Мир, общество не может держаться только лишь на временных, прагматических ценностях (сделать всех богатыми, накормить всех голодных, построить демократическое государство), так как все это не цели, а скорее средства на пути приближения к ценностному идеалу, который не может замыкаться в пределах реального мира — он трансцендентно-имманентен ему (Богочеловек). Идеалы, организующие систему ценностей, при всей своей ощутимости должны быть внемирными, иначе они уже перестанут быть идеалами.
Система ценностей складывается в основном при смещении центра тяжести на какой-либо из полюсов (отсюда слово «приоритет»), это всегда выбор между двумя. Аксиология появляется именно из возможности разделения: что-то должно быть отвергнуто, что-то, наоборот, принято и обласкано. Возникает закономерный вопрос об аксиологии, о возможности ее осуществления, становления в модели, предложенной Эпштейном.

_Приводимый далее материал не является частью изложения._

PR #3538, opened 2024-04-25
Bug fix - clear ReadOnly fields on PUT or PATCH for 2023-11-22 and 2024-08-12-preview APIs

tony-schndr:

Fixes https://issues.redhat.com/browse/ARO-7192

Clears the ReadOnly fields on PUT or PATCH requests in 2023-11-22 and 2024-08-12-preview APIs.  The addition of clearing the fields on PUT requests is due to the frontend prepopulating fields it "thinks" are expected, toInternal() preserves these fields.

### Test plan for issue:
Ran e2e against api 2023-11-22
Existing unit tests
created cluster and ran az aro update against 2023-11-22

### DIFF
--- a/pkg/frontend/openshiftcluster_putorpatch.go
+++ b/pkg/frontend/openshiftcluster_putorpatch.go
@@ -149,8 +149,9 @@ func (f *frontend) _putOrPatchOpenShiftCluster(ctx context.Context, log *logrus.
 	// Patch should be used for updating individual fields of the document.
 	case http.MethodPatch:
 		ext = converter.ToExternal(doc.OpenShiftCluster)
-		converter.ExternalNoReadOnly(ext)
 	}
+
+	converter.ExternalNoReadOnly(ext)
 
 	err = json.Unmarshal(body, &ext)
 	if err != nil {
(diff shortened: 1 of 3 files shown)


cadenmarchese (commented):
I pulled these changes into #3529 and ran an `az aro update` + `az aro update --refresh-credentials`, and it works! Let me know if you need any additional manual smoke tests for sanity's sake.

pkg/frontend/openshiftcluster_putorpatch.go
```diff
@@ -149,9 +149,10 @@ func (f *frontend) _putOrPatchOpenShiftCluster(ctx context.Context, log *logrus.
 	// Patch should be used for updating individual fields of the document.
 	case http.MethodPatch:
 		ext = converter.ToExternal(doc.OpenShiftCluster)
-		converter.ExternalNoReadOnly(ext)
 	}
 
+	converter.ExternalNoReadOnly(ext)
```
SudoBrendan, line 154: This change seems odd at a glance, but maybe it is correct - is the intended behavior that readonly fields shouldn't be returned on GET either, or am I reading this incorrectly? I could see this affecting things that need to read SystemData/etc

cadenmarchese (approved):

cadenmarchese:
I've tested this change in lower environments as part of #3529 so I'm going to go ahead and get it merged. Thanks again!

Ведь именно от аксиологии напрямую зависит культура, понимаемая в качестве «совокупности осуществляющихся в общественно-исторической жизни объективных ценностей»,[7] которые и являются воплощением «идеальных ценностей».[8] Каково же будет отношение к чужому горю, что станет с состраданием, будет ли как крайность отменена, например, любовь и сведена к нейтральным безэмоциональным «дням свиданий»; не увидим ли мы реализацию худших сценариев романов-антиутопий, где нивелирование традиционной системы ценностей и является общим местом? И самое главное: отсутствие крайностей не есть ли новая, еще более худшая крайность, от которой еще трудней прийти в равновесие?

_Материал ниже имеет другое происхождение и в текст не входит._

PR #3542, opened 2024-04-26
Make a package from pkg/api

hawkowl:
Supersedes #3423

Fixes https://issues.redhat.com/browse/ARO-3571

This makes ARO-RP/pkg/api a golang package, similar to how Hive's API package is used. This means we can reuse the ARO-RP API definitions in other repos, such as the ARO-Installer-Wrapper repo.

### Test plan for issue:

Unit tests should suffice

Not entirely sure -- the vendor check should catch if the vendoring doesn't occur after pkg/api changes.


hawkowl:
Closing this for now.

PR #3549, opened 2024-04-29
Rename clienthelpers hooks

mociarain:
Small refactor from https://github.com/Azure/ARO-RP/pull/3531 for symmetry and discoverability.


tiguelu (approved):
LGTM

PR #3492, opened 2024-04-02
Add new makefile targets for go mod verification

razo7:
### Which issue this PR addresses:

None. It is a small enhancement. 

### What this PR does / why we need it:
Run 'go mod' functions to search for [tidy](https://go.dev/ref/mod#go-mod-tidy), and [vendor](https://go.dev/ref/mod#go-mod-vendor) package changes and then [verify](https://go.dev/ref/mod#go-mod-verify) it.

### Is there any documentation that needs to be updated for this PR?

Yes, in the second commit

PR #3548, opened 2024-04-29
update go version to 1.20.12

ArrisLee:
**Which issue this PR addresses:**
https://issues.redhat.com/browse/ARO-6716

**Fixes**
What this PR does / why we need it:
This fixes some CVEs in the standard library which govulncheck notes:
https://pkg.go.dev/vuln/GO-2023-2382
https://pkg.go.dev/vuln/GO-2023-2186
among others patched in go-toolset

**Test plan for issue:**
local go unit test with `/pkg/containerinstall/install_test.go` and E2E

**Is there any documentation that needs to be updated for this PR?**
N/A

**How do you know this will function as expected in production?**
should be fine as long as E2E passes

PR #3550, opened 2024-04-30
Add new makefile targets for go mod verification

razo7:

None. It is a small enhancement. Duplicate of #3492.

Run 'go mod' functions to search for [tidy](https://go.dev/ref/mod#go-mod-tidy), and [vendor](https://go.dev/ref/mod#go-mod-vendor) package changes and then [verify](https://go.dev/ref/mod#go-mod-verify) it.

Yes, in the second commit

### DIFF
--- a/Makefile
+++ b/Makefile
@@ -17,6 +17,9 @@ AUTOREST_IMAGE = quay.io/openshift-on-azure/autorest:${AUTOREST_VERSION}
 GATEKEEPER_VERSION = v3.15.1
 GOTESTSUM = gotest.tools/gotestsum@v1.11.0
 
+# Golang version go mod tidy compatibility
+GOLANG_VERSION ?= 1.20
+
 ifneq ($(shell uname -s),Darwin)
     export CGO_CFLAGS=-Dgpgme_off_t=off_t
 endif
@@ -334,10 +337,23 @@ admin.kubeconfig:
 aks.kubeconfig:
 	hack/get-admin-aks-kubeconfig.sh
 
+.PHONY: go-tidy
+go-tidy: # Run go mod tidy - add missing and remove unused modules.
+	go mod tidy -compat=${GOLANG_VERSION}
+
+.PHONY: go-vendor
+go-vendor:  # Run go mod vendor - only modules that are used in the source code will be vendored in (make vendored copy of dependencies). 
+	go mod vendor
+
+.PHONY: go-verify
+go-verify: go-tidy go-vendor # Run go mod verify - verify dependencies have expected content
+	go mod verify
+
 .PHONY: vendor
 vendor:
 	# See comments in the script for background on why we need it
 	hack/update-go-module-dependencies.sh
+	$(MAKE) go-verify
 
 .PHONY: install-go-tools
 install-go-tools:
--- a/.github/workflows/ci-go.yml
+++ b/.github/workflows/ci-go.yml
@@ -37,8 +37,7 @@ jobs:
     - name: Checkout repository
       uses: actions/checkout@v4
     - run: |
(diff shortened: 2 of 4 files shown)


tiguelu (changes requested):

anshulvermapatel (commented):
Everything looks good to me, except what @tiguelu already pointed about. Once thats changed. LGTM

Makefile
```diff
@@ -266,9 +269,22 @@ admin.kubeconfig:
 aks.kubeconfig:
 	hack/get-admin-aks-kubeconfig.sh
 
+.PHONY: go-tidy
```
mociarain, line 272: Why each individual PHONY and not added to the overall PHONY at the bottom of the file?

Makefile
```diff
@@ -18,6 +18,9 @@ GATEKEEPER_VERSION = v3.10.0
 GATEKEEPER_IMAGE ?= ${RP_IMAGE_ACR}.azurecr.io/gatekeeper:$(GATEKEEPER_VERSION)
 GOTESTSUM = gotest.tools/gotestsum@v1.11.0
 
+# Golang version go mod tidy compatibility
+GOLANG_VERSION ?= 1.20
```
mociarain, line 22: Should we specify 1.20.12? (Still finding my feet with Go, I have no idea how strict it is with versions)

For reference: https://github.com/Azure/ARO-RP/pull/3548

mociarain (commented):
Nice change. Just a few questions

Makefile
```diff
@@ -167,7 +170,7 @@ run-portal:
 	go run -ldflags "-X github.com/Azure/ARO-RP/pkg/util/version.GitCommit=$(VERSION)" ./cmd/aro portal
 
 build-portal:
-	cd portal/v2 && npm install && npm run build
+	cd portal/v1 && npm install && npm run build && cd ../v2 && npm install && npm run build
```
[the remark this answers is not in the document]
razo7: Yes, not sure how it was even got in...

Makefile
razo7: go mod tidy is expecting an x.y version, thus we can't do that.

> go mod tidy -compat=1.20.12
invalid value "1.20.12" for flag -compat: expecting a Go version like "1.20"
usage: go mod tidy [-e] [-v] [-x] [-go=version] [-compat=version]
Run 'go help mod tidy' for details.
make: *** [Makefile:283: go-tidy] Error 2

Makefile
razo7: Do you mean why we need to create three targets (with one PHONY per target) instead of one target (and one PHONY)?

Each go module command has a different purpose, and by separating them, I believe, we get better code readability and flow of the targets. They could be grouped together as they are used today, but separation empowers more flexibility :) Having said, I don't have a strong opinion on that.

Makefile
hlipsig: Let's just double check this is the version we need. I remember some CVE issues so even though we just moved to 1.20 we need to make sure we have the version with the xnet fixes in.

hlipsig (approved):
LTGM except the go version. Let's just get confirmation that we've not altering it to a higher version anywher else first.

Makefile
jaitaiwan: Go 1.20 is the best version we can support right now, we'll definitely need to move to 1.22 soon though. My understanding is that we have many underlying components we have to upgrade as well if we do, so 1.20 min is our first best step towards compliance.

jaitaiwan (approved):
LGTM, if there's no objections from @hlipsig I think we should be able to just merge this.

tiguelu (approved):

С точки зрения Эпштейна, именно амбивалентность в культуре, наличие в ней двух противопоставленных полюсов ставит под сомнение всю систему ее ценностей: они превращаются в неустойчивые акциденции, зависимые от любого внешнего влияния. В такой культурной среде возможно существование двух крайних, готовых по любой команде рефери вцепиться друг другу в глотку. Именно в таком обществе Фамусов и Чацкий никогда не поймут друг друга, господствующее мировоззрение в лице Фамусова третирует отщепенца Чацкого, нисколько не задумываясь, что завтра потомки любовника-неудачника будут насиловать мудрость мира и сплавлять по рекам в небытие ее отцов.

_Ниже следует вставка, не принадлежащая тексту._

PR #208, opened 2022-07-18
VAULT-6727 Role resolution for JWT

VioletHynes:
Support role resolution functionality (to work with role based quotas). The intent of this operation is to take the same data as a login request and return the role that would be used in the request, so that we can quota upon login requests that have a certain role.

Afterwards, I will push a new tag and pull this new version into Vault.


path_login.go
```diff
@@ -35,40 +35,66 @@ func pathLogin(b *jwtAuthBackend) *framework.Path {
...
+		return "", nil, nil, err
 	}
 	if role == nil {
-		return logical.ErrorResponse("role %q could not be found", roleName), nil
+		return "", nil, logical.ErrorResponse("role %q could not be found", roleName), nil
 	}
 
 	if role.RoleType == "oidc" {
-		return logical.ErrorResponse("role with oidc role_type is not allowed"), nil
+		return "", nil, logical.ErrorResponse("role with oidc role_type is not allowed"), nil
```
austingebauer, line 81: I wonder if you also want to resolve roles for OIDC auth? The `pathLogin` handler only covers JWT auth. 

It's a bit confusing because OIDC and JWT auth are both implemented in this plugin and use the same role struct. The entry point for OIDC auth is at [path_oidc.go#L107](https://github.com/hashicorp/vault-plugin-auth-jwt/blob/main/path_oidc.go#L107) in case you also want to resolve roles for it. Happy to help!

VioletHynes: Thanks for the comment, I did kind of miss that.

So, if I understand correctly, `login` gets you to JWT, and `oidc/auth_url` gets you to OIDC auth?

The quirk there is that all resolution does need to be done through the same request. From a quick look at the OIDC code, it might be as easy as just removing the highlighted error message from the resolve role path. Does that sound right to you?

VioletHynes: Just pushed a change that moves this logic into `pathLogin` explicitly, so role resolution should work for OIDC too - please re-review and let me know what you think. Thanks again for the call-out!

VioletHynes: It should be okay that the OICD auth flows don't make requests to `login`. The role resolution functionality is a step before the 'real request' is made, to determine what role is part of the request. The 'real request' to the actual login endpoint may not even happen, for example if the client is being rate limited. In other words, the two flows are distinct.

It shouldn't matter what the actual login API path is, as long as you can figure out the role from `login`.

See the following code snippet for how `core` figures out which role is being used: https://github.com/hashicorp/vault/blob/main/vault/core.go#L3351

austingebauer: Ah, that makes sense! Thanks for explaining :) Then yes, the change you made in 3f20995 should work.

austingebauer (approved):
LGTM!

Деревянная Россия. Все здесь подвергается этому статному, вечноживому оцепенению: храмы, дома, а сегодня — рубль, пресловутый топор и икона, единородны этой деревянной стихии, корни которой уходят в глубину веков. Однако я никак не могу согласиться, что пьянобредовые шатания «или — или», надрыв, надлом, высоты парения и последующие за ними глубины падения — константы русской культуры, характерные черты русского национального сознания. Здесь стоит сделать существенную оговорку: при всей неоспоримой достоверности этого расхожего мнения, оно является фактом лишь последних столетий русской истории, но никак не постоянным явлением. В России, как ни в какой другой стране, принцип срединности существовал, примером чему является мирное сосуществование наций, народностей, которые слагались в единое целое не силой, но свободным выбором, в противоположность завоевательным походам Западной Европы. Было что-то в ее недрах, в ее основании сдерживающее и усмиряющее противоречия, присущие самой человеческой природе; ограничитель, не позволяющий вырваться им наружу. Это еще один вопрос, требующий серьезного исследования.
Подобные вопросы должны быть разрешены, по мысли Эпштейна, посредством отстранения от дуальной системы и приближения от двойственной логики к троичной системе. Сразу отметим, что при некоторой схожести терминологии троичные рассуждения Эпштейна неизмеримо далеки от тринитарного догмата православной церкви. Как и все у Эпштейна внешне схожее, близкое, понятное предстает на поверку страшно удаленным, чуждым по своей сути.